Accounting and Bookkeeping

Accounting and Bookkeeping, what type of person should I be hiring for my accounting-bookkeeping needs?

There are several parts to an accounting and bookkeeping system and one of the best ways to determine what type of accountants or bookeepers you need is to do a flow chart of how the paperwork flows through the office or business. Sit down and draw boxes and lines to show who needs to handle each part of the work.

For instance, say you have a home repair business and the accounting-bookkeeping is just now working out. Flow chart the entire system. First, probably a customer calls in with a job request. A clerical person may take an order, this could create a paper or electronic record (which is best?). A job number may be attached to this accounting and bookeeping record. The tech is then dispatched to the job and when finished, an invoice may be hand or electronically written and given to the customer. This may have the job number attached to it.

Usually, the tech will pick up a check or process a credit card (on his phone) to record the payment and give a receipt to the customer. Then he is off to the next job.

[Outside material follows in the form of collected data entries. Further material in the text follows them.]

PR #1071, opened 2026-04-03
Expose data URIs in Responses as strings

joseharriaga:


src/Custom/Responses/ResponseContentPart.cs
```diff
@@ -59,9 +59,22 @@ public static ResponseContentPart CreateInputImagePart(string imageFileId, Respo
...
     {
+        Argument.AssertNotNull(imageUri, nameof(imageUri));
+
+        return new InternalItemContentInputImage()
+        {
+            ImageUri = imageUri.AbsoluteUri,
+            Detail = imageDetailLevel,
+        };
+    }
+    public static ResponseContentPart CreateInputImagePart(BinaryData imageBytes, ResponseImageDetailLevel? imageDetailLevel = null)
```
ShivangiReja, line 71:
```suggestion
    }
    
    public static ResponseContentPart CreateInputImagePart(BinaryData imageBytes, ResponseImageDetailLevel? imageDetailLevel = null)
```

PR #1077, opened 2026-04-03
[Skills] Add Skills API support

ShivangiReja:
Adds protocol-only support for the new OpenAI Skills API, enabling upload, versioning, and management of reusable skill bundles.

## Changes

 **TypeSpec / Code Generation**
- Added Skills spec (models.tsp, operations.tsp)
- Created skills.client.tsp with `@@clientLocation` for all 13 operations and `@@convenientAPI(false)` for protocol-only generation
 
 **Custom Client**
- Added `SkillClient` with standard constructor chain following the `ContainerClient` pattern
- Added `SkillClientSettings` for DI support
 - Added `GetSkillClient()` to `OpenAIClient`
- Added internal GeneratorStubs.cs for generated type namespace mapping
 
 **Generated Code**
- SkillClient.cs — 13 operations (sync + async = 26 methods)
- `SkillClient.RestClient.cs` — request pipeline helpers
 - `InternalUpdateSkillDefaultVersionRequestContentType` model
 
**Tests**
- Added SkillTests.cs with two live tests: `BasicSkillWorks` and `BasicSkillVersionWorks` 
- Session recordings included

## Notes
 Protocol-only (no convenience methods) — convenience layer can be added later


christothes (approved):

jsquire (approved):

specification/base/typespec/containers/models.tsp
```diff
@@ -128,3 +128,15 @@ model CreateContainerFileBody {
...
+@discriminator("type")
+model ContainerSkill {
+  type: ContainerSkillType;
+}
+
+union ContainerSkillType {
+  string,
+  "skill_reference",
+  "inline",
+}
```
joseharriaga, line 142: Was this change in the Container spec intentional?

api/OpenAI.net10.0.cs
```diff
@@ -6707,6 +6711,54 @@ public class WebSearchToolLocation : IJsonModel<WebSearchToolLocation>, IPersist
...
+        public SkillClient(AuthenticationPolicy authenticationPolicy);
+        protected internal SkillClient(ClientPipeline pipeline, OpenAIClientOptions options);
+        public SkillClient(string apiKey);
+        [Experimental("OPENAI001")]
+        public Uri Endpoint { get; }
+        public ClientPipeline Pipeline { get; }
+        public virtual ClientResult CreateSkillJson(BinaryContent content, RequestOptions options = null);
+        public virtual Task<ClientResult> CreateSkillJsonAsync(BinaryContent content, RequestOptions options = null);
+        public virtual ClientResult CreateSkillMultipart(BinaryContent content, string contentType, RequestOptions options = null);
+        public virtual Task<ClientResult> CreateSkillMultipartAsync(BinaryContent content, string contentType, RequestOptions options = null);
```
joseharriaga: A couple of questions:
1. Do you know if there are any functional differences between `CreateSkillJson` and `CreateSkillMultipart`? 
2. Is the `CreateSkillMultipart` protocol method a superset of the `CreateSkillJson` protocol method? In other words, given that `CreateSkillMultipart` has the `contentType` parameter, does that mean that I can pass "application/json" and get the behavior of `CreateSkillJson`? If so, does this mean we can remove `CreateSkillJson` entirely? We might also want to double-check with Krzysztof what is the correct approach in these cases.

Same for `CreateSkillVersionJson`/`CrateSkillVersionMultipart`.

api/OpenAI.net10.0.cs
```diff
@@ -6707,6 +6711,54 @@ public class WebSearchToolLocation : IJsonModel<WebSearchToolLocation>, IPersist
...
+        public virtual ClientResult CreateSkillVersionMultipart(string skillId, BinaryContent content, string contentType, RequestOptions options = null);
+        public virtual Task<ClientResult> CreateSkillVersionMultipartAsync(string skillId, BinaryContent content, string contentType, RequestOptions options = null);
+        public virtual ClientResult DeleteSkill(string skillId, RequestOptions options = null);
+        public virtual Task<ClientResult> DeleteSkillAsync(string skillId, RequestOptions options = null);
+        public virtual ClientResult DeleteSkillVersion(string skillId, string version, RequestOptions options = null);
+        public virtual Task<ClientResult> DeleteSkillVersionAsync(string skillId, string version, RequestOptions options = null);
+        public virtual ClientResult GetSkill(string skillId, RequestOptions options = null);
+        public virtual Task<ClientResult> GetSkillAsync(string skillId, RequestOptions options = null);
+        public virtual ClientResult GetSkillContent(string skillId, RequestOptions options = null);
+        public virtual Task<ClientResult> GetSkillContentAsync(string skillId, RequestOptions options = null);
```
joseharriaga, line 6908: It appears that `GetSkillContent` downloads the skill as a zip bundle? If so, I'm thinking we should rename this to `DownloadSkillContent` for consistency with other APIs that download files.

Same for `GetSkillVersionContent` --> `DownloadSkillVersionContent`

api/OpenAI.net10.0.cs
```diff
@@ -6707,6 +6711,54 @@ public class WebSearchToolLocation : IJsonModel<WebSearchToolLocation>, IPersist
...
+        public virtual ClientResult GetSkillVersion(string skillId, string version, RequestOptions options = null);
+        public virtual Task<ClientResult> GetSkillVersionAsync(string skillId, string version, RequestOptions options = null);
+        public virtual ClientResult GetSkillVersionContent(string skillId, string version, RequestOptions options = null);
+        public virtual Task<ClientResult> GetSkillVersionContentAsync(string skillId, string version, RequestOptions options = null);
+        public virtual ClientResult GetSkillVersions(string skillId, int? limit = null, string order = null, string after = null, RequestOptions options = null);
+        public virtual Task<ClientResult> GetSkillVersionsAsync(string skillId, int? limit = null, string order = null, string after = null, RequestOptions options = null);
+        public virtual ClientResult UpdateSkillDefaultVersion(string skillId, string contentType, BinaryContent content, RequestOptions options = null);
+        public virtual Task<ClientResult> UpdateSkillDefaultVersionAsync(string skillId, string contentType, BinaryContent content, RequestOptions options = null);
```
joseharriaga: A couple of questions:
1. While this method is only used today to update the default version of a skill, I wonder if it could evolve over time to update other parts of a skill. If so, should we call it simply `UpdateSkill`?
2. Why does this method take a `contentType` parameter, and why is the ordering different to the multipart form-data methods (before the `BinaryContent` parameter versus after the `BinaryContent parameter)?

api/OpenAI.net10.0.cs
ShivangiReja: Great questions! I investigated this thoroughly via the spec, live testing, and comparison with the Videos area.

**1. Functional differences between CreateSkillJson and CreateSkillMultipart**

Both hit the same endpoint (`POST /skills`). The only difference is the `Content-Type` header:
- `CreateSkillMultipart` — caller provides `contentType` (intended: `multipart/form-data`)
- `CreateSkillJson` — hardcodes `Content-Type: application/json`

The OpenAPI spec defines both content types for the same `CreateSkillBody` schema:
```yaml
/skills:
    post:
      tags:
        - Skills
      summary: Create a new skill.
      operationId: CreateSkill
      parameters: []
      requestBody:
        content:
          multipart/form-data:
            schema:
              $ref: '#/components/schemas/CreateSkillBody'
          application/json:
            schema:
              $ref: '#/components/schemas/CreateSkillBody'
```

However, in live testing, the `files` field only accepts actual file uploads (`Uploadable`). Passing string-encoded file data (base64 data URIs) to either method(CreateSkillMultipart or  CreateSkillJson) returns HTTP 400: `"Invalid type for 'files[0]': expected a file, but got a string instead."` So while the JSON content type is spec-defined, I haven't found a valid JSON input that the API accepts today.

**2. Is CreateSkillMultipart a superset?**

No. Passing `"application/json"` as the `contentType` to `CreateSkillMultipart` also returns HTTP 400 with the same error. The API validates the payload format strictly against the content type — you can't use multipart's `contentType` parameter to get JSON behavior.

**3. How Videos handles this**

For comparison, the Videos spec uses **separate schemas** per content type:
```yaml
/videos:
    post:
      tags:
        - Videos
      summary: >-
        Create a new video generation job from a prompt and optional reference
        assets.
      operationId: createVideo
      parameters: []
      requestBody:
        content:
          multipart/form-data:
            schema:
              $ref: '#/components/schemas/CreateVideoMultipartBody'
          application/json:
            schema:
              $ref: '#/components/schemas/CreateVideoJsonBody'
```

And the .NET SDK collapses them into a **single method** with a caller-provided `contentType`:
```csharp
public virtual ClientResult CreateVideo(BinaryContent content, string contentType, RequestOptions options = null);
```

Skills generates **two separate methods** because the TypeSpec uses `@sharedRoute` with two distinct `op` declarations sharing the same `CreateSkillBody`, rather than a single operation with multiple content types like Videos.

In practice, only multipart file upload works today.

specification/base/typespec/containers/models.tsp
ShivangiReja: Yes, it is used [here](https://github.com/ShivangiReja/openai-dotnet/blob/171a6e2141efc3c89987ef71b90323264b851694/specification/base/typespec/skills/models.tsp#L8).

api/OpenAI.net10.0.cs
ShivangiReja: 1. Renaming to `UpdateSkill` could mislead users into thinking they can update other skill properties (like name or description), when the body only accepts { default_version: string }. Since the API is currently experimental, we can keep the explicit name for now. If the endpoint evolves to support additional fields, we can broaden the name at that point.

2. For `@multipartBody` operations, the generator reorders to put content before contentType. For regular `@body` operations, it preserves the TypeSpec declaration order. This is a generator behavior, multipart operations have special handling that moves the body parameter ahead of the content-type header in the generated signature.

api/OpenAI.net10.0.cs
joseharriaga: Thank you for researching this. Given that only multipart works today, I think we should remove `CreateSkillJson` and leave only the multipart implementation with the `contentType` parameter and renamed to simply be `CreateSkill` (like in Videos). What do you think?

api/OpenAI.net10.0.cs
joseharriaga: 1. My concern is that this would be inconsistent with how we have been naming other update methods. For example:
- The `UpdateConversation` method in Conversations can only update the "metadata" property.
- The `UpdateVoiceConsent` method in Audio can only update the "name" property.
I think what is telling is that the HTTP method is `POST /skills/{skill_id}` which does not make any indication of only being able to update the "default_version" property.

2. This ordering inconsistency in the generator sounds like a bug. Could you check with them?

api/OpenAI.net10.0.cs
ShivangiReja: Yes, totally agree!

api/OpenAI.net10.0.cs
ShivangiReja: 1. Renamed
2. Created an issue: https://github.com/microsoft/typespec/issues/10344

joseharriaga (approved):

From an accounting-bookkeeping point of view, this transaction has so far involved two people, the order taker and the producer. Now some additional parts need to be added to the system. The job has to be recorded as a sale in the books. The payment has to be recorded as an increase to the cash account. If the payment was by check, someone has to take it to the bank. If parts were purchased to do the work, those have to be recorded as a purchase and then they have to be paid for.

Many transactions like this eventually must be recorded in a set of books, and financial statements and tax returns are produced.

Accounting and bookkeeping are involved in all of these steps and they may be done by one person or each job may have a separate person, depending on the size of the business. It is important to discuss the accounting and bookkeeping flow with your outside, independent CPA to set out your flow chart of tasks so that it includes a system of checks and balances. Maybe the person who took the order should log that order and another person should record the payment. This “segregates” the duties so that there is less chance that one person could pocket the money and delete the transaction all together.

Most people are honest, but setting up your system to encourage honesty and keep those tasks separate is easier if you use that flow chart to show each step in the process.

Once the system is flow charted, you will be able to determine what the skills and background need to be for each task. Often a person calls themselves a “full charge bookkeeper” when they really are a good clerk. A clerk generally takes charge of one area, like paying the bills, whereas an accountant will probably be the one to do the financial statements. Again, your CPA should be able to help you set up the skills needed for each position.